PR #14120, opened 2022-06-15
server: Implement compaction hash checking

serathius:
Signed-off-by: Marek Siarkowicz <siarkowicz@google.com>

cc @ptabor @ahrtr @spzala 
Implements https://github.com/etcd-io/etcd/issues/14039


serathius:
Based on experience on etcd data inconsistency announcement I think we can launch disabled by default with strong suggestion to enable this feature. I have added 2 flags one for enabling the feature and second that allows changing frequency.

server/etcdserver/corrupt.go
```diff
@@ -241,6 +252,83 @@ func (cm *corruptionMonitor) periodicCheck() error {
...
+	cm.mux.RLock()
+	lastRevisionChecked := cm.latestRevisionChecked
+	cm.mux.RUnlock()
+	i := 0
+	for _, hash := range hashes {
+		if hash.Revision <= lastRevisionChecked {
+			return hashes[:i]
+		}
+		i++
+	}
```
ahrtr, line 328:
```suggestion
	for i, hash := range hashes {
		if hash.Revision <= lastRevisionChecked {
			return hashes[:i]
		}
	}
```

server/etcdserver/corrupt.go
```diff
@@ -241,6 +252,83 @@ func (cm *corruptionMonitor) periodicCheck() error {
...
+	return hashes[:i]
```
ahrtr, line 329:
```suggestion
	return hashes
```

server/etcdserver/corrupt.go
```diff
@@ -241,6 +252,83 @@ func (cm *corruptionMonitor) periodicCheck() error {
...
+	hashes := cm.uncheckedRevisions()
+	// Assume that revisions are ordered from largest to smallest
+	for i, hash := range hashes {
+		peers := cm.hasher.PeerHashByRev(hash.Revision)
+		if len(peers) == 0 {
+			continue
+		}
+		peersChecked := 0
+		for _, p := range peers {
+			if p.resp == nil || p.resp.CompactRevision != hash.CompactRevision {
```
ahrtr, line 269: Shouldn't `p.resp.CompactRevision != hash.CompactRevision` be an issue, because compaction operation goes through raft?

server/etcdserver/corrupt.go
```diff
@@ -241,6 +252,83 @@ func (cm *corruptionMonitor) periodicCheck() error {
...
+				cm.lg.Warn(
+					"same compact revision then hashes must match",
+					zap.Int64("revision", hash.Revision),
+					zap.Int64("leader-compact-revision", hash.CompactRevision),
+					zap.Uint32("leader-hash", hash.Hash),
+					zap.Int64("follower-compact-revision", p.resp.CompactRevision),
+					zap.Uint32("follower-hash", p.resp.Hash),
+					zap.String("follower-peer-id", types.ID(id).String()),
+				)
+				cm.hasher.TriggerCorruptAlarm(id)
```
ahrtr, line 285: Two comments here:
1. How do you know that which member's data is corrupted? I think we should depend on quorum. For example, for a cluster with 3 members, if two members' hashes are equal, but the third one is different, then we can say the third one's data is corrupted.
2. Probably we should add a metrics as well, so that users can leverage their monitoring system (such as prometheus) to generate alarm automatically.

server/etcdserver/server.go
```diff
@@ -2209,12 +2211,30 @@ func (s *EtcdServer) monitorKVHash() {
...
 			lg.Warn("failed to check hash KV", zap.Error(err))
 		}
 	}
 }
 
+func (s *EtcdServer) monitorCompactHash() {
+	if !s.Cfg.CompactHashCheckEnabled {
+		return
+	}
+	t := s.Cfg.CompactHashCheckTime
```
ahrtr, line 2224: Should we apply a default value if it's 0 or should we disable it if it's 0?

ahrtr:
I think probably we should also add an API & command to expose the compact hashes, so that users can check the values themselves, and take action accordingly. For example, for a cluster of 3 members, if two members have the same compact hashes, but the third one has a different value. Then the user may want to replace the third member. 

I also suggested to add a metrics for this case, please see https://github.com/etcd-io/etcd/pull/14120#discussion_r915542551

server/etcdserver/corrupt.go
```diff
@@ -241,6 +252,83 @@ func (cm *corruptionMonitor) periodicCheck() error {
...
+				zap.Int64("revision", hash.Revision),
+			)
+			cm.mux.Lock()
+			if hash.Revision > cm.latestRevisionChecked {
+				cm.latestRevisionChecked = hash.Revision
+			}
+			cm.mux.Unlock()
+			cm.lg.Info("finished compaction hash check", zap.Int("number-of-hashes-checked", i+1))
+			return
+		}
```
ahrtr, line 307: Should we add a warning log message for the else case? 
```
if len(peers) == peersChecked  {
    ......
} else {
    // add warning log here
}
```

server/etcdserver/corrupt.go
serathius: Request to start compaction goes through raft, however compaction itself is done asynchronously in background.

server/etcdserver/corrupt.go
serathius: Both improvements would be great, however I'm again little worried to backport too big of a feature. Previous consistency checking didn't identify corrupted member nor it had monitoring. I think those are great ideas for feature graduation, but are not needed to address etcd v3.5 supportability as proposed orginally.

server/etcdserver/server.go
serathius: Added a validation to prevent negative value.

server/etcdserver/corrupt.go
serathius: Yep

server/etcdserver/corrupt.go
serathius: Or better to say that compaction window goes through raft, it's up to member to clean up compacted keys in background.

serathius:
> I think probably we should also add an API & command to expose the compact hashes, so that users can check the values themselves, and take action accordingly. For example, for a cluster of 3 members, if two members have the same compact hashes, but the third one has a different value. Then the user may want to replace the third member.

This implementation was meant to be limited to ensure it doesn't require additional API thus is backportable. We compact hashes are exposed via normal hashKV API, however API doesn't expose which revisions hashes where calculated for. This is ok as we will take a different approach when implementing it for v3.6.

▸ Aim of the exercise: Copy every line from the entries that contains the word "CompactRevision".

▸ Answer to the exercise:
+			if p.resp == nil || p.resp.CompactRevision != hash.CompactRevision {
ahrtr, line 269: Shouldn't `p.resp.CompactRevision != hash.CompactRevision` be an issue, because compaction operation goes through raft?
+					zap.Int64("leader-compact-revision", hash.CompactRevision),
+					zap.Int64("follower-compact-revision", p.resp.CompactRevision),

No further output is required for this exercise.